(Saved entries)
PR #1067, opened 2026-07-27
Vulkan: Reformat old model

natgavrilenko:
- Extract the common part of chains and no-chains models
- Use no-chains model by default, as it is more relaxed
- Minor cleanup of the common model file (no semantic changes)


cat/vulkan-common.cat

...

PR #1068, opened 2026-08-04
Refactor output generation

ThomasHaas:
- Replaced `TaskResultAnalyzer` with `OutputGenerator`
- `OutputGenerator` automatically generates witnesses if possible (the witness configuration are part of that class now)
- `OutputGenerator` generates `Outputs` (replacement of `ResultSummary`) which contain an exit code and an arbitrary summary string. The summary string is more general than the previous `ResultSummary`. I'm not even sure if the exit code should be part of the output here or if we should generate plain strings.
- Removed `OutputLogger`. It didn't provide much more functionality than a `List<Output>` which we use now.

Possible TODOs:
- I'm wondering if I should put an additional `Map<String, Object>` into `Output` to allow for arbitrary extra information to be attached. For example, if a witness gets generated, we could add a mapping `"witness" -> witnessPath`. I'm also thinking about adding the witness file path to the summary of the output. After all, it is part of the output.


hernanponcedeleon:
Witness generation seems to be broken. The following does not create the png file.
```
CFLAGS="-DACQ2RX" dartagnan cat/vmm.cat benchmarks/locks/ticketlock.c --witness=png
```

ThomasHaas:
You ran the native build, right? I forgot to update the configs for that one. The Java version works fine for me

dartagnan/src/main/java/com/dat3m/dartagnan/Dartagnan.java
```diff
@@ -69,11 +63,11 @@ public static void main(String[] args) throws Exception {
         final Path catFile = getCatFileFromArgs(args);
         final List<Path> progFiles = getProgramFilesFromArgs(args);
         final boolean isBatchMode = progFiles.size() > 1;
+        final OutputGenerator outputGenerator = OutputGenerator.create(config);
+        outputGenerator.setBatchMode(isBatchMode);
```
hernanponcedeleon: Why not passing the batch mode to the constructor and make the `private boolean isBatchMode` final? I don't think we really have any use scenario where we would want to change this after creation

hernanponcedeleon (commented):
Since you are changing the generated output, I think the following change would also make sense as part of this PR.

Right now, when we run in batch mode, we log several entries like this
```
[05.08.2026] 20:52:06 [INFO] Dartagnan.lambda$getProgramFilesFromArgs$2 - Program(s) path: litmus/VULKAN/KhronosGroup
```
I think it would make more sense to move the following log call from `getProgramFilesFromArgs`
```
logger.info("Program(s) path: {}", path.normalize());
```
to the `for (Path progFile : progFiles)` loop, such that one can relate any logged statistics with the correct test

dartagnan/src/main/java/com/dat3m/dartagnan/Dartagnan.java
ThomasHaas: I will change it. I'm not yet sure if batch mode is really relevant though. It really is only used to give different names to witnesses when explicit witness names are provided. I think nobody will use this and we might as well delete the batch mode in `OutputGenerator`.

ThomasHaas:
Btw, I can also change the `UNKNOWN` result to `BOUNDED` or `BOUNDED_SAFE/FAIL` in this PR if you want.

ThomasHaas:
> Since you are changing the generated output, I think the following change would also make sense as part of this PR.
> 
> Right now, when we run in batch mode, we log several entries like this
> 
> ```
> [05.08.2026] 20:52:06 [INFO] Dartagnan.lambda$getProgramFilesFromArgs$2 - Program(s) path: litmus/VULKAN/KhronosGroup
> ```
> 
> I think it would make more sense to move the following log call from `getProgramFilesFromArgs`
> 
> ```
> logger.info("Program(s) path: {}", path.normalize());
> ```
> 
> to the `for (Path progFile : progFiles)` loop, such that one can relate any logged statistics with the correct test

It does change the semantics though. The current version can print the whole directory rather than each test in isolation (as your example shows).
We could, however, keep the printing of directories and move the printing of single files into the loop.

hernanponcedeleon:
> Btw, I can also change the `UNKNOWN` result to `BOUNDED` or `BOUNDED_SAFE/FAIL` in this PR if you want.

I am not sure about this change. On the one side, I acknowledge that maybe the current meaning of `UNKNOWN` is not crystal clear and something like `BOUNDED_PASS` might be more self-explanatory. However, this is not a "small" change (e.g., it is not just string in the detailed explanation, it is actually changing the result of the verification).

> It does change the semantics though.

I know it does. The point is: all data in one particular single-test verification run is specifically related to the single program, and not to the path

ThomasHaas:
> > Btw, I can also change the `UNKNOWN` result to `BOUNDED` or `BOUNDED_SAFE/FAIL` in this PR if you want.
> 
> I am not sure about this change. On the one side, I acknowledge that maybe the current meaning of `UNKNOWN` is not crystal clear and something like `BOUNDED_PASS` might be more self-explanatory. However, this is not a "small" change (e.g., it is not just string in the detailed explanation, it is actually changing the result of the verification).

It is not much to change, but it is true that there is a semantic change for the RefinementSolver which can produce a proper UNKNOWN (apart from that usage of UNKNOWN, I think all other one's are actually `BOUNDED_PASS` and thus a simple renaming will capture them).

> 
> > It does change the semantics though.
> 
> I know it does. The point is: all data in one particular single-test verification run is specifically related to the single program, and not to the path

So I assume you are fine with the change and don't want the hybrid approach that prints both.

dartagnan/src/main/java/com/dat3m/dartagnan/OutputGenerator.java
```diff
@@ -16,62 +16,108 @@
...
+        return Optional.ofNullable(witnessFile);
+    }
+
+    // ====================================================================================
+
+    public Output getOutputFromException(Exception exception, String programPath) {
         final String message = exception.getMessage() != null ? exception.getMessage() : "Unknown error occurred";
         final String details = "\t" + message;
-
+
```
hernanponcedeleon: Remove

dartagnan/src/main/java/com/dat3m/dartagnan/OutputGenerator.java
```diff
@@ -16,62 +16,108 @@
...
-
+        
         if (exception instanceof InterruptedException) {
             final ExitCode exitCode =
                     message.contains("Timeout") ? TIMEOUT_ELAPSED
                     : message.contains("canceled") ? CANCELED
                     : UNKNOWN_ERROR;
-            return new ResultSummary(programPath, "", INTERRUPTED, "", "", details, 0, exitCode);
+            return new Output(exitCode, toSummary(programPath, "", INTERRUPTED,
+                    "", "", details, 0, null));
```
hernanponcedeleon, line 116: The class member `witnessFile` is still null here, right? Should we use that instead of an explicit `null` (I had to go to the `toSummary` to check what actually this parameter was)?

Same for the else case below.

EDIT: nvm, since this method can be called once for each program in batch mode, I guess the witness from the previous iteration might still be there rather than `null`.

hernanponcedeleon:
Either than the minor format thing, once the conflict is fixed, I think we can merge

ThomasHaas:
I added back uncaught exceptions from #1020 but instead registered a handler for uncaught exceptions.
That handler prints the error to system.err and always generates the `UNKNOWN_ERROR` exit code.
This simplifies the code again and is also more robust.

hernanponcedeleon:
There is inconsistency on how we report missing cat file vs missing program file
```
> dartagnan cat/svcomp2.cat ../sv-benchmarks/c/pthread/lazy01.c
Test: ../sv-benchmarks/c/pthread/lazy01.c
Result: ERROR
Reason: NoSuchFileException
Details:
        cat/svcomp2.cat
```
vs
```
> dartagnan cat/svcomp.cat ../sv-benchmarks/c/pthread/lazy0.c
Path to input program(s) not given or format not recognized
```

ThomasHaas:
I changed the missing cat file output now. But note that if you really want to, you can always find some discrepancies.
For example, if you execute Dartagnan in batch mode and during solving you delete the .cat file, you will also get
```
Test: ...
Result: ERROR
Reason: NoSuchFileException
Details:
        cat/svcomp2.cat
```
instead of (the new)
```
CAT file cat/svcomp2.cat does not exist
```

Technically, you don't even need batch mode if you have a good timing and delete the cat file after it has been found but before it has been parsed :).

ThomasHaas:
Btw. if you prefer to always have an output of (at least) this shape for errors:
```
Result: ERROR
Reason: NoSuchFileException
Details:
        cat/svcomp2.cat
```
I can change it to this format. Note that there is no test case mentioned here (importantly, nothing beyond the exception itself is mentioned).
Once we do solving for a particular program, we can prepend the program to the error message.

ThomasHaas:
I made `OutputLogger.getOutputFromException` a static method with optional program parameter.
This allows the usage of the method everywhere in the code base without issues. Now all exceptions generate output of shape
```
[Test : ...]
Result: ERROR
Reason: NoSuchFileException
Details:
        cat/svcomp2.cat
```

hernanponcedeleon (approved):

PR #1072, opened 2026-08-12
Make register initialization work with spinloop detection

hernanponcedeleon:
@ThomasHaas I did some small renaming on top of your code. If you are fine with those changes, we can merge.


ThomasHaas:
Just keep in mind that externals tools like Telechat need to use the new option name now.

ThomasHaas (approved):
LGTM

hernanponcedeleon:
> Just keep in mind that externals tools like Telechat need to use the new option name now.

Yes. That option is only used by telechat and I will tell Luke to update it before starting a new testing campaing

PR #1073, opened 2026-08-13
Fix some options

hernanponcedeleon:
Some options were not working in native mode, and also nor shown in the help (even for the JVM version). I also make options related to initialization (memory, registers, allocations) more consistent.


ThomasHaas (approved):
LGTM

---

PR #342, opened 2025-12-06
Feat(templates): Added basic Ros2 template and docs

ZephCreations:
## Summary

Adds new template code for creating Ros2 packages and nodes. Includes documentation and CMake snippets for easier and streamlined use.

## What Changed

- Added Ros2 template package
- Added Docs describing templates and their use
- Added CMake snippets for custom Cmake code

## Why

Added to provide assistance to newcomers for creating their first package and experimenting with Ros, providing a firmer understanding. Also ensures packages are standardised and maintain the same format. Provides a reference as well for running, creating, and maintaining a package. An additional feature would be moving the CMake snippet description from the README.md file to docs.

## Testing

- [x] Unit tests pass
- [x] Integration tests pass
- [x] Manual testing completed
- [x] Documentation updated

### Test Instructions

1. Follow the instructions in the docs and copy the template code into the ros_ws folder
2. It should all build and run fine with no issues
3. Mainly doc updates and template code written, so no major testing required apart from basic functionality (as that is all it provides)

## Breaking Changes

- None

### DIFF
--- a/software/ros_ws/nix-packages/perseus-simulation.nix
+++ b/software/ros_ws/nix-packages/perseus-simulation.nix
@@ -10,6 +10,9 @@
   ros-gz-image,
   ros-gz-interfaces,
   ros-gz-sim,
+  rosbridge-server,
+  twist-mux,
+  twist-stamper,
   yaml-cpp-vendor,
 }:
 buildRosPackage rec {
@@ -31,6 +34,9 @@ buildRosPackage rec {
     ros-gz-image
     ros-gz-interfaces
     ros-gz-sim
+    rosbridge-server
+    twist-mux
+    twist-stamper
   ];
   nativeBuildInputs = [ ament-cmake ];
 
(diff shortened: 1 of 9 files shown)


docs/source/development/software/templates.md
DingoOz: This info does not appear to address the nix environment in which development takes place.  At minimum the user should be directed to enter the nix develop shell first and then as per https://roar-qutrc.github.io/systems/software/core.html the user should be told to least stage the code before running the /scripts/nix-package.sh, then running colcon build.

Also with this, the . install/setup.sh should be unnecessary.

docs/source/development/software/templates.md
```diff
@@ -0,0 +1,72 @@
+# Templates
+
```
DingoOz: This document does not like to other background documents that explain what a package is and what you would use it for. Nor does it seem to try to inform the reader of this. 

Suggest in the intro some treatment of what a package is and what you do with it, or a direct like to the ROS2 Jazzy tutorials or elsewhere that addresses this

→ **Your task**
Reproduce exactly the lines above from the line with "PR #1067, opened 2026-07-27" to the line with "cat/vulkan-common.cat", including both, and add nothing.

→ **Exercise result**
PR #1067, opened 2026-07-27
Vulkan: Reformat old model

natgavrilenko:
- Extract the common part of chains and no-chains models
- Use no-chains model by default, as it is more relaxed
- Minor cleanup of the common model file (no semantic changes)


cat/vulkan-common.cat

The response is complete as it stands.